24 March 2009

Alerts & Exceptions using BI as part of Business Performance Monitoring

Today we take a look at the promise of BI: Actionable information.

Usually, we set up a complex set of metrics to measure the things that business would have us measure. These could be anything from OH&S incident issues, on-time delivery, average collection period, financial leading and lagging indicators and the performance indicators of where the business is. These are tactical and strategic initiatives.
However, Business Intelligence can also be used to take action immediately when something that crosses preset or dynamic thresholds, happens. A simple example might be for a bank, where each branch for each region has a simple threshold for deposits taken at the branch. Let us say this figure is set to $50,000 for Branch 00-11-22. If this threshold is exceeded, a text message will be sent to the financial adviser / risk & compliance officer of the particular branch, notifying them within 60 seconds of the transaction hitting the system.

The BI Tool can monitor the message queues from the bank transaction system (like MQ Series, JMS, etc.) or it can directly interrogate the OLTP datasource, looking for any transactions since the last time the check was done, for any records that meet the selection criteria. For this to work against real-time mission-critical data sources, it is imperative to have fast query performance that will have minuscule effect on the source systems, or if there is a near-real-time data warehouse that can serve as a datasource, the effect is minimized. This is achieved with a pre-written, tuned query, which is predictable.


This simple diagram shows the processes that should be involved for monitoring exceptions, and KPI's for that matter too.













Once one or more records have been identified, a lookup process can occur to see where these records' information needs to be sent (destination).

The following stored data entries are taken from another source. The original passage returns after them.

PR #1092, opened 2022-10-09
Enables AB Smash to work with tilt attack button

blu-dev:
woops i named the branch wrong lol.

anyways this enables tilt attack buttons to work like attack buttons for AB Smash (which is actually Attack + Special smash)


yoonikoo:
This will make having AB smash attack viable as a controller scheme. Tested it on DH and it is possible to still confirm into frisbee shot and gunman activation out of an AB smash attack.

WuBoytH (approved):

PR #1094, opened 2022-10-10
Remove extra hold frames on smash attacks

blu-dev:
Discussed with balance team ahead of time.

This is a weird change that Ultimate did in general, not to mention making it vary per character per move (with the most common being for 2 whole seconds past the last animation of charge).

However, since it is character specific if we want to restore it for Corrin, specifically, we could (maybe not keep it 2 seconds though...).


blu-dev:
We had a discussion about this in the Discord server, that begins here: https://discord.com/channels/659964948365049887/950977465000534086/1029093474932379678

TL;DR: It's important to remove this because sitting on ledge with a 10 million year threat duration because of holding your smash attack is ass.

O1yyy:
meeeeeeeeerge

WuBoytH (approved):

PR #1095, opened 2022-10-10
Add .gitattributes file to standardize autocrlf

jobrien97:
Makes .xml/.prcxml diffing not a nightmare

### DIFF
--- a/.gitattributes
+++ b/.gitattributes
@@ -1,0 +1,2 @@
+# Sets autocrlf for all contributors
+* text=auto


techyCoder81 (approved):
for clarity, this isnt an xml/prcxml-specific issue. This kind of wack diff would have occurred anytime someone changed a text file of any kind without having autocrlf set on their local installation.

blu-dev:
Needs more comments imo

PR #1096, opened 2022-10-10
Adding deletion lists for nightly-beta switching

techyCoder81:
Updating nightly and beta github CI to upload deletion lists for nightly-beta switching in the launcher. The result is that using verify as a hack to delete unnecessary files when switching between nightly and beta will no longer be an issue. Instead we will delete specific files we know should be deleted. This means verify will not need to be run when switching, which will make the switch significantly faster on both platforms.


WuBoytH (approved):
Please get these github actions out of my face

PR #1101, opened 2022-10-11
Allow Taunt Footstools to High-Jump

WuBoytH:
Before, taunt footstools would force a small jump. Now you can hold Taunt to jump higher.


yoonikoo:
Big sicko change. Now to super Mario jump on peoples' heads and footstool them to death off stage! LGTM

jobrien97 (approved):
lgtm

PR #1103, opened 2022-10-11
Increase jostle on dash grabs

### LINKED ISSUE #1000: Add some jostle on dash grabs
Less than vanilla, but more than none

jobrien97:
- Increases jostle overlap rate for dash grabs from 0.3 -> 2.0, to prevent whiffing at reasonable ranges

Resolves #1000


yoonikoo:
It feels so good to actually grab people without whiffing right in front of them. LGTM.

WuBoytH (approved):

PR #2178, opened 2024-01-15
Incineroar - sideB freefall

jobrien97:
Alolan Whip now sends into freefall on whiff.

No longer once-per-airtime.


SkewedAskew:
Not being considered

Once we have the composition of the information to be sent and the destination (an email SMTP server, a SMS Gateway, a SOA enabled application server like SAP , a web destination, etc.), the action designed can be taken.




















So from this we can see that BI can be used as a business process monitoring tool as well as a business performance management tool too. The example shown here is simple, but with a near-decent rules engine (or make a call to a SOA enabled service), the net result is that the business is aware of a thing / event "happening" in their business in almost real-time, which is a whole lot better than being told via a report the following week that there was a transaction that could possibly have been a fraud or part of a money laundering operation.

The latency of information in mission-critical environments is inversely proportional to its value, thus for maximum value in these types of scenarios, real-time information (or as close to it as possible) yields maximum value to the business.